Q2.今回で8回の開催が終わりますが、また体験したいと思うか否か。

YES>>4名
NO>>>14名

<NOの理由>
◆開催する人との信頼感かな。あんたたちだったらやるよ。※多数意見有り
◆やっぱり心が苦しくなるからね。
◆気持ちはいいけどね、家でもジッとするしかなくて、ここでもジッとするのはやっぱり抵抗があるかな。
◆実験だっていう、役に立ってる感じだったからね。今までの恩返しっていうのかな。でも自分のためにはね。
◆動くほうが好きだね。動きたいね。

Q3.体験後の身体の変化を感じられましたか?

YES>>15名
NO>>>3名

<NOの方のご意見>
◆身体の緊張が抜けなくて。今日はまだ固まったまま。間もなくだからかな。最近は眠れないんだよ。
◆3年目だって頭から抜けなくてね。
◆苦痛だったなー。今日はそれだけだった。

身体の変化を感じられた方々は、雪かきや寒い日が続いたので、身体がガチガチに固まっていて、伸びた感じがした、楽になった、軽くなった、呼吸が楽になったと感じられていました。

Q4.心の変化は感じられましたか? 今回だけではなく、この8回を通してのお答えでも構いません。

◆いつも終わった後は心も軽くなった感じがするの。その時はね。
◆今日は身体は楽になったけど、心はね。窮屈かな。
◆最初は苦痛だったな。今は終わった後の軽い感じが心も軽くするからね。前向きになってきたかな。
◆身体の力を抜くのも大変だけど、心の固さっていうの?とれないね。
◆重いものがね、身体から離れないねー。それをより感じるよ。それは変わらなかったよ、何回やっても。

※重複するような意見多数あり

Q5.その他のご意見、ご感想などありましたらよろしくお願いします。8回を通してのご意見もありましたら、お願いします。

◆初めてのときは、本当にジッとしているのが苦痛だったけど、今は終わった後のスッキリ感を知っているから、機会があったらやりたいです。
◆身体は楽になるけれど、動くヨガのほうが気持ちがいいな。※多数意見有り
◆身体の力が抜けるように協力してくれるでしょう?申し訳なくて、ガマンする方がましだなって思うよ。慣れないんだね。人に迷惑かけるから。
◆回ごとに気持ちがいい時とやだなーっていう時とあったよ。
◆呼吸が楽になるね。不思議だよ。

<私たちの感想>

震災に直面して、今もまだ大変な生活をされている方々。狭い荷物に囲まれた仮の生活。広いお家や何もないアパートの部屋でお独りで生活されている方々。
不安な生活や不安定な心はなおも続きます。
そんな皆さまにご協力いただいて、全8回のリストラティブ・ヨガを無事に終了することが出来ました。

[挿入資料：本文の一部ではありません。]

Issue #546, opened 2025-04-17
Old and new backends don't agree as to whether deleting an entry counts as a change


RiscInside:
(Apologies if this was known, but I figured this is an edge case and there are no tests in egglog testing against this)

Trying to run new backend on this code would lead to a crash as old and new backend don't agree on if the database has changed.
```
(relation A ())
(A)
(rule ((A)) ((delete (A))))
(run 1)
```
```
[INFO ] Declared function A.
[INFO ] Declared rule (rule ((A ))
          ((delete (A )))
             ).
thread 'main' panicked at src/lib.rs:1081:13:
assertion `left == right` failed
  left: false
 right: true
note: run with `RUST_BACKTRACE=1` environment variable to display a backtrace
```
Relevant code:
```rs
            let mut rule_ids = Vec::new();
            collect_rule_ids(ruleset, &self.rulesets, &mut rule_ids);
            let new_updated = self.backend.run_rules(&rule_ids).unwrap();
            assert_eq!(old_updated, new_updated); // <- this assert fails
```
It's not a big deal, but I thought it was worth reporting just to see what the correct answer should be.

Alex-Fischman:
Added as a test in #547; thank you for this! May I ask what you're using the new backend for? I was not expecting anyone outside of the egglog team to use it at this stage.

RiscInside:
> Added as a test in #547; thank you for this! May I ask what you're using the new backend for? I was not expecting anyone outside of the egglog team to use it at this stage.

Nothing really, just wanted to try it out.

Alex-Fischman:
Closing this as #547 adds the test; we are committed to having all tests passing before merging the new backend into main.

PR #547, opened 2025-04-17
Add repro-new-backend tests

Alex-Fischman:
Adds a minimized `prims.egg` test and the test from #546.

Both tests are currently failing.


Alex-Fischman:
Oliver says that we should make sure to add `repro` tests whenever we minimize a test and find a bug.

I have arbitrarily chosen `repro-new-backend` as a prefix for tests where the old backend and the new backend disagree.

yihozhang (approved):

PR #554, opened 2025-04-29
Add test for failing new backend example

saulshanabrook:
Adds a test case that fails on the new backend with `Panic: Illegal merge attempted for function TupleInt_to_vec`.


Alex-Fischman:
Can you change this PR to be onto the `backend-merge` branch?

Alex-Fischman (approved):
Approved for the `backend-merge` branch

PR #559, opened 2025-05-06
Fix parser ignoring errors

Alex-Fischman:
Thanks to @FTRobbin for finding this; on line 652 of `parse.rs`, we were flattening a `Result` iterator instead of propagating the error. This had the effect of silently discarding top-level actions that failed to parse!

I've also added type annotations to the other sites in this file where we use `flatten` to make sure that this isn't happening there.


Alex-Fischman:
This PR is onto `main`, but we should also get this commit onto `backend-merge`.

yihozhang (approved):
great catch, thanks

PR #560, opened 2025-05-07
Make union-find struct externally accessible (for container implementation)

RiscInside:
Currently it's not possible to implement `canonicalize` method of `Sort` trait on container sorts defined outside of this crate due to the use of private `UnionFind` type. This PR exposes `UnionFind` and `Id` types (`Id` was already part of the `union` method on e-graph). The only publicly accessible method on `UnionFind` is `find` (since it already has public EGraph counterpart).

### DIFF
--- a/src/lib.rs
+++ b/src/lib.rs
@@ -58,7 +58,7 @@ use std::sync::Arc;
 pub use termdag::{Term, TermDag, TermId};
 use thiserror::Error;
 pub use typechecking::TypeInfo;
-use unionfind::*;
+pub use unionfind::*;
 use util::*;
 pub use value::*;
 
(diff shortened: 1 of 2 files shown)


Alex-Fischman:
I think you can delete `union_raw`?

Alex-Fischman:
We decided to merge this PR for a v0.5 release right before we switch to the new backend. But know that if you depend on this PR, it will break in v0.6, which we expect to release before June 16.

Alex-Fischman:
We think it will be good to fix the issue for v0.5. Thank you for your contribution!

Alex-Fischman (approved):

PR #563, opened 2025-05-09
Reuse Extractor whenever possible

yihozhang:
TODO

Add test


Alex-Fischman:
I think we aren't planning to merge this, so mark as draft?

Issue #551, opened 2025-04-24
web demo does not escape error messages


yihozhang:
![Image](https://github.com/user-attachments/assets/1959d738-8711-4231-b11a-9d63089ba7af)

PR #564, opened 2025-05-09
Fix web demo escaping

saulshanabrook:
Fixes https://github.com/egraphs-good/egglog/issues/551 by using `textContent` instead of `innerHTML` in the web demo so that content is properly escaped. As [recommended by MDN](https://developer.mozilla.org/en-US/docs/Web/API/Element/innerHTML#security_considerations)

Screenshot 2025-05-09 at 2 50 38 PM


yihozhang (approved):
thank you for looking into this!

PR #569, opened 2025-05-19
Fix value generation for relations in Change::Subsume code

RiscInside:
This PR de-duplicates code for fresh output generation, fixing a bug with relation subsumption: old code for subsume just grabbed a new value from UF, which is not the right way to generate outputs for relations.

Let me know if `NewOutputGen` stuff is too much - I can do a simpler version going directly to a new fresh `Value` (it would be less code, but it would require an extra unwrap() call).

### DIFF
--- a/tests/subsume-relation.egg
+++ b/tests/subsume-relation.egg
@@ -1,0 +1,9 @@
+(datatype V (A) (B) (C))
+(relation R (V V))
+
+(A) (B) (C)
+(subsume (R (A) (B)))
+(R (A) (C))
+(union (B) (C))
+
+(check (= (R (A) (B)) ()))
--- a/src/actions.rs
+++ b/src/actions.rs
@@ -392,20 +392,29 @@ impl EGraph {
                             function.remove(args, self.timestamp);
                         }
                         Change::Subsume => {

先ずはご協力くださった方々の勇気に感謝しています。自らの心と向き合うことになるかもしれません。と一番最初に行う時にご説明しました。
その上でご体験いただき、これを8回定期的に行ってレポート化したいと相談しました。
体験した後の皆さまの『涙』を忘れられません。お1人お1人とお話をして、お気持ちをうかがいました。
その上で、皆さまはご協力くださいました。
苦痛になるかもしれない。楽になるかもしれない。
これは実験です、賭けですと言いました。
この勇気に感謝します。

リストラティブ・ヨガが必要か、必要ではないのか。
もちろん、必要です。
特別な背景を抱えた方々に必要か否か。

私たちの意見をまとめて、本当に特別な背景を抱えた方々、特別な心の傷を抱えた方々と行うこのヨガは『必要性があるのか否か』また『注意点』などまとめたいと思っています。

目を通してくださった皆さま、ありがとうございます。
皆さまはどう感じられますか?
必要性があると思われますか?
必要性はないと思われますか?
必要とする場合の注意点はどうでしょうか?

答えは人の数だけ存在すると思います。どの答えも間違いではないと思います。
対する方々の心に寄り添ッた上での答えを1人1人が出せるといいなと感じています。

私たちも皆で話し合い、PTSD向けのヨガとあわせて、チームの答えをまとめる予定です。
別途発信いたします。

***************

開催するたびに道具が増えました。各専門のアイテムは心地よく身体を支えて、ゆったりとポーズに入っていただくことができました。
代用品も上手に使用すれば役立ってくれますが、専門の道具は安心感、安定感があります。

脚の力が抜けるからとベルトを使用しませんか?とおススメしましたが、最初は抵抗を感じる方も多かったです。でも回を重ねて使用する度に楽になることを体感して、使われる方も増えました。

目を閉じるのが怖いからと目を開けている方に、アイピローをおススメして、香りや重みで顔の強張りがとれた方、安眠できるようになった方もいらっしゃいました。

ストレートネックの方、背骨が歪んでいる方が多く、ネックピローは仰向けの時にとても楽だと必需品になっています。

Tomoko Kawaharaさんの『Breathe for Peace(B4P)』(www.facebook.com./Breath4Peace)活動を通して、皆さまがご寄付くださったご支援のお気持ちで、これまでボルスター、ブランケット、アイピロー、ネックピロー、ベルトを購入させていただきました。

Tomokoさん以外にも多くの仲間、仲間のご友人、そしてFBの投稿から活動を知り、ご支援をくださった方々、今もご支援をお申し出くださる方がおります。
ヨガマット、ブランケット、ベルト、アイピローのご支援を本当に感謝しています。

本当に皆さま、ありがとうございます。

全8回の実験的なリストラティブ・ヨガは終了しますが、望まれている方々へのリストラティブ・ヨガは今も、これからも行っていきます。
震災に直面した方々の心の復興は平等ではありません。
すでに前を向き、リストラティブ・ヨガも大好きだから行いたいという方ももちろんいらっしゃいます。

これからも1人でも多くの方に心の底から『ゆるゆる』していだだけるように、身体と心のケアをさせていただきたいと想っております。

(岡部コメント)

考えてしまうと、それが正しいのか間違っているのかばかり考えてしまうようにできているのが人の脳。目尻が下がった相手の顔を見れば、理屈抜きに癒されるのも人の脳。都会でも地方でも、認知症三悪といわれるのが「疲労/退屈/孤独」リストラティブヨガは疲労をとり、退屈を感じる間を与えず、孤独、そりゃ層です、人は一人で生まれ一人で死んでいく、という事実に直面させることで、絆や人の温かさを再認識させる。三悪への逆刺激です。東北でこの取り組みがいかに意義があるか。Aoさん、ありがとう!